--- SUPPLIED DATA Enclosed Below ---

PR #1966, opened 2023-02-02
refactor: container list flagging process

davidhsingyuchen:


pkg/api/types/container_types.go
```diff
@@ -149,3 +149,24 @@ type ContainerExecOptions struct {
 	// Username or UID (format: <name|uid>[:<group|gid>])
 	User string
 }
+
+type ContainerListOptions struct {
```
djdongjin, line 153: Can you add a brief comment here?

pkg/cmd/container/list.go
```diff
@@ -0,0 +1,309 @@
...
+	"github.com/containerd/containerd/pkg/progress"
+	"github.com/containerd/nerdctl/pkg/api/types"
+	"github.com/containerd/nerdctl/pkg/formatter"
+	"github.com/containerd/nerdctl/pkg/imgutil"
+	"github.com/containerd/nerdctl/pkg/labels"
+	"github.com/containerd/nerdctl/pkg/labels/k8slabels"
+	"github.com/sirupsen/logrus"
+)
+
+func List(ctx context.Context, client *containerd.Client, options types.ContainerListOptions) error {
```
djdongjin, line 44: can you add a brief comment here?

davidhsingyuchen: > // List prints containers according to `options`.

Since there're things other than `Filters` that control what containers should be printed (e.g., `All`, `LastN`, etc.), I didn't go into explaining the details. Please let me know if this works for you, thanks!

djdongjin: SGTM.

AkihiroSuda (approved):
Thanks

--- End of Enclosed SUPPLIED DATA ---
--- SUPPLIED DATA Enclosed Below ---

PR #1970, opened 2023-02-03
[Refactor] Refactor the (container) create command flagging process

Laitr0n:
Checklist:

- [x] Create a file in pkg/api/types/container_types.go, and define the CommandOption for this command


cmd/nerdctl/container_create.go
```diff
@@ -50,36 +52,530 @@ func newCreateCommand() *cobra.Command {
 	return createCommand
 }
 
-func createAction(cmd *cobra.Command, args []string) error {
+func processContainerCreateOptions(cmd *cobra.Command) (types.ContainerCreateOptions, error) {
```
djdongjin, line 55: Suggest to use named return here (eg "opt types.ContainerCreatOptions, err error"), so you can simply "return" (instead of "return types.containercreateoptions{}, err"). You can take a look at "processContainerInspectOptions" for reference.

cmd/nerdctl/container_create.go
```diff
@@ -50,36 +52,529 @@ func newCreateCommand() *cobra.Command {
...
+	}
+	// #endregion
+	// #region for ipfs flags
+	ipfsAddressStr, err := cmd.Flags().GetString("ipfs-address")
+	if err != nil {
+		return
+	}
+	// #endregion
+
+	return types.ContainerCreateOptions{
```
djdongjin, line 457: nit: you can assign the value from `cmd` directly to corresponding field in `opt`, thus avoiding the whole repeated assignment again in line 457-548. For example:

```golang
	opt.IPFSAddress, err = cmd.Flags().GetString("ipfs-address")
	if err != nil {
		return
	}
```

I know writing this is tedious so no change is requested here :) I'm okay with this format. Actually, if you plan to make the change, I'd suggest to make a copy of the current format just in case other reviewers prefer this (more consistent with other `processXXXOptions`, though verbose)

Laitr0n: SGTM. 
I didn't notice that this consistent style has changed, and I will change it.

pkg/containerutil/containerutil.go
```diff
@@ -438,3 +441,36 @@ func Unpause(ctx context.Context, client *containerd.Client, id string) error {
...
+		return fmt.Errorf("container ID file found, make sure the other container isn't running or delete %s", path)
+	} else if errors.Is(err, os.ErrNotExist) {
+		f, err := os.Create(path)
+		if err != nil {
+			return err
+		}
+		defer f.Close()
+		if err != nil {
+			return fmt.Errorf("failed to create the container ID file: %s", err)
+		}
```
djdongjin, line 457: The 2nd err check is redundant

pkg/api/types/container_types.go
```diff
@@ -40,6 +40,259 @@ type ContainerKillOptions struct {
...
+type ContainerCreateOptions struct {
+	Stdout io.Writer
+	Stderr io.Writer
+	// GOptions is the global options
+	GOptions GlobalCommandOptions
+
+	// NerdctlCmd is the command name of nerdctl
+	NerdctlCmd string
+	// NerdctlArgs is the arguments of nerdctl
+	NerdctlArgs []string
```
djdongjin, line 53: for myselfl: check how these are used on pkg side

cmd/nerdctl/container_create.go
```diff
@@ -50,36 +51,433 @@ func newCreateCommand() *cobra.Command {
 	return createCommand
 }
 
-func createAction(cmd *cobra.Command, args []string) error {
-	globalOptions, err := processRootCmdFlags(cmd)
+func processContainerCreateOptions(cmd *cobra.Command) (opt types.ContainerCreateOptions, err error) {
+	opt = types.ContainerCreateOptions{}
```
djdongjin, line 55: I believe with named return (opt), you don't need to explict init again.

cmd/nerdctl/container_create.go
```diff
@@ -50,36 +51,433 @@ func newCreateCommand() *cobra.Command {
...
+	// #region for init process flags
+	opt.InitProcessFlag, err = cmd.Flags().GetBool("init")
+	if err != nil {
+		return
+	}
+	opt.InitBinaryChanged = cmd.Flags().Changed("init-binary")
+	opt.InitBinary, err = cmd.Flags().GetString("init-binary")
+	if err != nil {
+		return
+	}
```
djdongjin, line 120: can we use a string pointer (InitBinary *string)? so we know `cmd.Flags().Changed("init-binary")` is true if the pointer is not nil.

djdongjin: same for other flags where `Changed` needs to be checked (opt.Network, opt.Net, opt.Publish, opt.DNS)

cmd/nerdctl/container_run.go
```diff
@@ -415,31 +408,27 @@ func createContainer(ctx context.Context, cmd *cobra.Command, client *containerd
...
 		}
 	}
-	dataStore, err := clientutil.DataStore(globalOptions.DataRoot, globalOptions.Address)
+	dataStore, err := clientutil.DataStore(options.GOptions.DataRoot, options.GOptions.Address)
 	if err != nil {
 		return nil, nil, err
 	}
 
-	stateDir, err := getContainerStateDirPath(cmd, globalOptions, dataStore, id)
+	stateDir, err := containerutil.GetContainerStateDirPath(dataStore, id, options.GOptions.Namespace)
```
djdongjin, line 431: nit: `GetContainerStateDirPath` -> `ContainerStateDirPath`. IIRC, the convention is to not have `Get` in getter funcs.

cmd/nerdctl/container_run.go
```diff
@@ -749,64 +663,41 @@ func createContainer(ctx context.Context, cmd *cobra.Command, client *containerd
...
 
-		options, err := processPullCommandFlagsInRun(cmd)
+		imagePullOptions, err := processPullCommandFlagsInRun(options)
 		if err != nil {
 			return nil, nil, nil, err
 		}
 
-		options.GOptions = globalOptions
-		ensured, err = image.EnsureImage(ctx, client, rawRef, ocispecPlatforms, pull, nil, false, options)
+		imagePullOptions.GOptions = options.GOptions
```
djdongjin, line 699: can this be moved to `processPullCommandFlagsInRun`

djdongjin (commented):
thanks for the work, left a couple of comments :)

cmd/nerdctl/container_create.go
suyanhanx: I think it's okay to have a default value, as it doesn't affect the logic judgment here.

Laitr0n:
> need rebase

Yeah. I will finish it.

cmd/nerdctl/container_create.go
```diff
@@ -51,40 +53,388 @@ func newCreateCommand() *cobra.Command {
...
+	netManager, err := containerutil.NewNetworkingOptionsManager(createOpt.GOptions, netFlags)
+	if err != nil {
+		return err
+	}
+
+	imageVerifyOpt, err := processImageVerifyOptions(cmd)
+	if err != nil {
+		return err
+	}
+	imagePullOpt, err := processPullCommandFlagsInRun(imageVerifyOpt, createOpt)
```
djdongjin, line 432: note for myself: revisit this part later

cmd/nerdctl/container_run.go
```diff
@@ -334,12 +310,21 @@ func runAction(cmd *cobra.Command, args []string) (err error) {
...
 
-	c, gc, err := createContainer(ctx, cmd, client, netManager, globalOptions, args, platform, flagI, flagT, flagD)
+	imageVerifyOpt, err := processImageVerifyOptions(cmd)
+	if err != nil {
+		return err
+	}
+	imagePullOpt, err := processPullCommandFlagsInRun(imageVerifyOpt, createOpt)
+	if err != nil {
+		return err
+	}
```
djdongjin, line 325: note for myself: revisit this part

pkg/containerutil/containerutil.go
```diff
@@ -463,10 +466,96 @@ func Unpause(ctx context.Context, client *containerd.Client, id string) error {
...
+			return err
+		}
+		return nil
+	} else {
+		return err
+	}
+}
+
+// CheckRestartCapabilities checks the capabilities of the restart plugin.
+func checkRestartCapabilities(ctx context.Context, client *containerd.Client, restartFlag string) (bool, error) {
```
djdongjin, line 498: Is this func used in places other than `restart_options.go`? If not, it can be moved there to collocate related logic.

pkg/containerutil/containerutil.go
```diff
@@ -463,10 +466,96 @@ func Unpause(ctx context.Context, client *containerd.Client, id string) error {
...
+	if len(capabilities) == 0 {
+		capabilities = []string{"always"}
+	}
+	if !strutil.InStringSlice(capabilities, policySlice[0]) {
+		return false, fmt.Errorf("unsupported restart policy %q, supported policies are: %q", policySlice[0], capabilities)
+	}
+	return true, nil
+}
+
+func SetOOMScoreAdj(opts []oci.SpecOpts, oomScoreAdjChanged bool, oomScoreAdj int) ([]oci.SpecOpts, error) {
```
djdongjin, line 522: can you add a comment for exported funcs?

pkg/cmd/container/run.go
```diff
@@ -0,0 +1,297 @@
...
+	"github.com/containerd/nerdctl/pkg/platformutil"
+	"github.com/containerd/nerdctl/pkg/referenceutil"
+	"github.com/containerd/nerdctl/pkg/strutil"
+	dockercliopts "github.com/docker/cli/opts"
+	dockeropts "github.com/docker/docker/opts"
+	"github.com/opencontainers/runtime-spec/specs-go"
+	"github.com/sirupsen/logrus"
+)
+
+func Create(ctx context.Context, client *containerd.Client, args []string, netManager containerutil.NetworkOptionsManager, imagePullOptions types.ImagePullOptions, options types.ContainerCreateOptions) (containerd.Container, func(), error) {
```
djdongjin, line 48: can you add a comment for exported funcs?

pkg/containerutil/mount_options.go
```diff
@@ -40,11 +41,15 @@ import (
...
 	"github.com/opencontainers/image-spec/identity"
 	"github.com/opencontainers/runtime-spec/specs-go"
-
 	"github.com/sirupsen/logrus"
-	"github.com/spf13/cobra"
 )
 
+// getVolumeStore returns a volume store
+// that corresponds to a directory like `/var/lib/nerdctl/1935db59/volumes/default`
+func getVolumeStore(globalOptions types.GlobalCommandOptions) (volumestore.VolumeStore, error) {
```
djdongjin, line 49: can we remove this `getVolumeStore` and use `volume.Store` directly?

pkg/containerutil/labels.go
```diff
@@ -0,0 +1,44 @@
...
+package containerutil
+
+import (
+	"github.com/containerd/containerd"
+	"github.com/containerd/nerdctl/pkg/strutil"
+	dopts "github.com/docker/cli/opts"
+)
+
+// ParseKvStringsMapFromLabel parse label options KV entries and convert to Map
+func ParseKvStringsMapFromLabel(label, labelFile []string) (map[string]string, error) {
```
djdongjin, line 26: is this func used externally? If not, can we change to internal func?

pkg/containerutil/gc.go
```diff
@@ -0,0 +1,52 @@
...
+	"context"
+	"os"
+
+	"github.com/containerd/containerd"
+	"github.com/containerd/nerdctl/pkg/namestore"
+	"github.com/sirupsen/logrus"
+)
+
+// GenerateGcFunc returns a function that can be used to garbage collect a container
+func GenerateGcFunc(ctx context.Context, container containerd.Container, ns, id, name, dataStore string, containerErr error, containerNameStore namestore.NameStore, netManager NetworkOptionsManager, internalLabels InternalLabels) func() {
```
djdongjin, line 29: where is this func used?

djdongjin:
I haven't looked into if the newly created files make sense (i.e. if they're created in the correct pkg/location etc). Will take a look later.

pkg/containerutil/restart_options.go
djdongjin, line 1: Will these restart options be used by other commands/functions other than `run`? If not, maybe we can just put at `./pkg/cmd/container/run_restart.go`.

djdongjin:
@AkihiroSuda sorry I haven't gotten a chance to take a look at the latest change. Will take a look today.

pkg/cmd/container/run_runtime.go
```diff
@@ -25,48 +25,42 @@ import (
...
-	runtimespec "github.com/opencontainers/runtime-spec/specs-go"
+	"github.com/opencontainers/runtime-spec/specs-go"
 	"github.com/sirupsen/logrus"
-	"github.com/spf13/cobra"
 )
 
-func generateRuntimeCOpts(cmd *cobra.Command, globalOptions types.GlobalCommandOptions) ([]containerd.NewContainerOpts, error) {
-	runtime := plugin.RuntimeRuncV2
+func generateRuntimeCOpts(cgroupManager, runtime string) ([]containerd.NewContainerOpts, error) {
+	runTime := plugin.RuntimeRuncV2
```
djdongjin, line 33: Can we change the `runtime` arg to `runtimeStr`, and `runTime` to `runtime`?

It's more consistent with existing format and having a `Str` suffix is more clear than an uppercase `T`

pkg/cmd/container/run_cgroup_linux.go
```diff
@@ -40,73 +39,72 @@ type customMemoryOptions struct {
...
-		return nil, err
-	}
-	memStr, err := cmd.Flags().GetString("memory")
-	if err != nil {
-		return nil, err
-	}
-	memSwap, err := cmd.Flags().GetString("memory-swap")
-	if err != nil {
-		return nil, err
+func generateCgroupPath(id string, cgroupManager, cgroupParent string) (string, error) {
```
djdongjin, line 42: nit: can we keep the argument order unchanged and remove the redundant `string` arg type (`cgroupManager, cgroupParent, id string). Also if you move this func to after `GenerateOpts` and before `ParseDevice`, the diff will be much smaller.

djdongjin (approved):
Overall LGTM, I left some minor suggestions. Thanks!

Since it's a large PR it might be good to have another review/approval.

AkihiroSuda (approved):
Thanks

--- End of Enclosed SUPPLIED DATA ---

THE PROBLEM
Return each line of the data where the word "just" appears.

ANSWER
I know writing this is tedious so no change is requested here :) I'm okay with this format. Actually, if you plan to make the change, I'd suggest to make a copy of the current format just in case other reviewers prefer this (more consistent with other `processXXXOptions`, though verbose)
djdongjin, line 1: Will these restart options be used by other commands/functions other than `run`? If not, maybe we can just put at `./pkg/cmd/container/run_restart.go`.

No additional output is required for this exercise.